# 900 foot downlead, fiber?



## AntAltMike (Nov 21, 2004)

I installed the HDTV headend in a twin tower highrise in metropolitan Washington DC (Arlington, VA, actually) that has 550 units. The antenna array is on the East tower, the MATV trunkline runs from there down through eighteen floors, into the underground parking garage, 500 feet across to the bottom of the almost-twin, seventeen story West tower, and terminates in the seventeenth floor cable closet.

I recently noticed that I can get a clear shot at the Baltimore TV stations from the West tower, but if I moved the whole headend to the West tower, I'd also have to reverse the taps in 70 cable closets and relocate eight distribution amplifiers, so I most likely will send the signal from a new, West tower antenna to the east roof headend, which means the signal will travel down 200 feet, across 500 feet and up 200 feet. Since there is already an unused 500' RG-6 jumper between the two towers, I'll probably use that, but for the top to bottom lengths I'll use RG-11.

There will be a UHF channel 51 in the system even after the transition, so it will be incurring 700Mhz losses through 400' of RG-11 and 500' of RG-6. I will therefore probably have to boost the west tower UHF signal twice to sustain it before it hits my headend, and then it gets amplified two or even three more times in the distribution system.

I am a little concerned about the intermodulation distortion that might come from amplifying broadcast 8VSB signals five times, especially since, even with the signal level balancing that I do, there will be maybe fifteen dB difference between the strength of the strongest and weakest signals.
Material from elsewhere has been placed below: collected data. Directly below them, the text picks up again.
PR #611, opened 2021-05-07
gapic: add docs on NewClient about closing the client

codyoss:
One issue we have seen pop up multiple times is around users of our
libraries not closing their clients after they are done being used.
This can lead to memory leaks as the underlying HTTP connections
are never closed. Adding some docs on the function that returns the
Client seems like a good first step to take.

### DIFF
--- a/internal/gengapic/gengrpc.go
+++ b/internal/gengapic/gengrpc.go
@@ -318,7 +318,7 @@ func (g *generator) grpcClientUtilities(serv *descriptor.ServiceDescriptorProto,
 
 	// Factory function
 	p("// New%sClient creates a new %s client based on gRPC.", servName, clientName)
-	p("// The returned client must be closed when it is done being used to free the underlying connections that have been made.")
+	p("// The returned client must be Closed when it is done being used to clean up its underlying connections.")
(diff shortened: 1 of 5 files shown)


internal/gengapic/gengrpc.go
```diff
@@ -318,6 +318,7 @@ func (g *generator) grpcClientUtilities(serv *descriptor.ServiceDescriptorProto,
 
 	// Factory function
 	p("// New%sClient creates a new %s client based on gRPC.", servName, clientName)
+	p("// The returned client must be closed when it is done being used to free the underlying connections that have been made.")
```
tbpg, line 321:
```suggestion
	p("// The returned client must be Closed when it is done being used to clean up its underlying connections.")
```

tbpg (approved):
Minor wording suggestion. Feel free to word smith more.

noahdietz:
@codyoss can you run `make golden` and push the updated baselines? I think there was a change but the baselines weren't updated to match hence the test failures.

noahdietz (approved):

vchudnov-g (approved):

What would it take to relay the West tower signal to the East tower through 900 feet of fiber? What are the least expensive converters, and what would a 1000 foot roll of pre-connector-ized fiber cost me?


----------



## Cholly (Mar 22, 2004)

You might check with Graybar Electric in your area. They are a distributor for Panduit products. Check www.panduit.com also.


----------



## jgwatsonjg (Oct 6, 2006)

Cholly said:


> You might check with Graybar Electric in your area. They are a distributor for Panduit products. Check www.panduit.com also.


Also Contact CabCo In Western Pennsylvania, we use them almost exclusively for all our fiber needs.

JW


----------



## Richard King (Mar 25, 2002)

I assume there is no way to RF the signal between the towers? I have no idea, but in the situation I would try to look into that.


----------



## AntAltMike (Nov 21, 2004)

I just got a price quote from the distributor who is usually my lowest cost provider: $2,700 for the transmitter, receiver, and cable. For $2,700, plus my labor, it would be cheaper to move the headend and turn all the taps around, especially since with fiber, I'd face the stressful situation of being responsible for something that I am not outfitted or experienced to support and maintain.
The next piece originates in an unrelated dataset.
PR #619, opened 2021-05-11
gapic: fix missing LRO type wrapper

noahdietz:
This adds the missing LRO type wrappers and it also fixes the the client_init tests to produce accurate generated code (e.g. `ListLocations` should return  a `LocationIterator` nor a `ListLocationsResponse`.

Wireless relaying is out of the question, since, among other things, there would be six Baltimore digital channels involved, as well as three to six analogs and a Washington DC digital and analog. Basically, I have to furnish the entire VHF high band and UHF spectrums off that remote, auxiliary antenna to my headend.

As a practical matter, it would be most efficient at this point to use one or two low noise, high gain preamps and see what kind of results I get. The problem is, it would be virtually impossible to reliably assess the extent to which intermodulation distortion has corrupted the digital 8VSB signals after they have gone through five amplifiers to the most distant apartments. And I'd look like a hack if I told the customer, "give me $3,000 to try to do it on the cheap" (I also have to design and install the filtering and mixing network) but if it doesn't work, give me another $5,000 for the fiber", which is the least I could change the customer for fiber link and its installation.


----------



## kenglish (Oct 2, 2004)

You might be successful at using separate band (lo,hi,uhf) antennas and preamps for the Baltimore stations, then use some tiering filters to keep the out-of-band junk out of the other bands, and replace the RG-6 with RG-11.

I'm using about 600 feet of RG-11 for UHF from our roof. With a couple of 8 dB antennas, a 20 dB preamp, and 600' of RG-11, I can just make an 8-way split and still have enough to drive my proc's. So, maybe RG-11 all the way would work.


----------



## Neil Derryberry (Mar 23, 2002)

I know less about the 75-ohm stuff than I do the 50-ohm stuff we use for feedlines in amateur radio.. do they make 75-ohm hardline?


----------



## Tower Guy (Jul 27, 2005)

Neil Derryberry said:


> I know less about the 75-ohm stuff than I do the 50-ohm stuff we use for feedlines in amateur radio.. do they make 75-ohm hardline?


Yes, I have about 400' of 3/4" 75 ohm hardline on my UHF TV antenna. It has about 8 db of loss on channel 35. I picked it up surplus from a CATV installer.


----------



## AntAltMike (Nov 21, 2004)

The hardline isn't that expensive, but is a pain to install. It normally is sold in 2,400 foot rolls, but sometimes, a "broken roll" can be found with as little as 1,200 feet on it. I think I paid under .40 per foot five or six years ago when I last shopped for it, but with present copper prices and its huge copper center conductor, I wouldn't be surprisd if I had to pay double that price today.

The other thing is, the 500 foot jumper between the two towers is lashed to the plumbing near the ceiling of the underground parking garage, It would be a lot of work slowly paying out the hardline as I moves a ladder five or ten feet at a time to replace the coax jumper with a hardline one.

I'd lose 2.2dB per 100 feet at 700 Mhz with .500 hardline, or about 20dB over 900 feet, so even then, I'd just barely get back to the signal levels I needed with one preamp. This is not intended to minimally drive a residential 8VSB tuner. This will be a source for passive filtering and padding circuits which must have a final, mixed output that allows my Blonder Tongue BIDA 750Mhz, 43dB gain amp to develop full power from that input level, which would be a little over 55 dBmV for analog channels 50 and 56, and about ten dB less than that for the highest digital channels (48, 51, 52, 57 and 59). 

This is a good, repeat customer, and I like using them for a reference, so I just gave them a price of $3,100 to move the headend and add and incorporate the Baltimore signals, and another $1,800 to basically flip the distribution system around. That gets me back to no more than three amps in cascade.


----------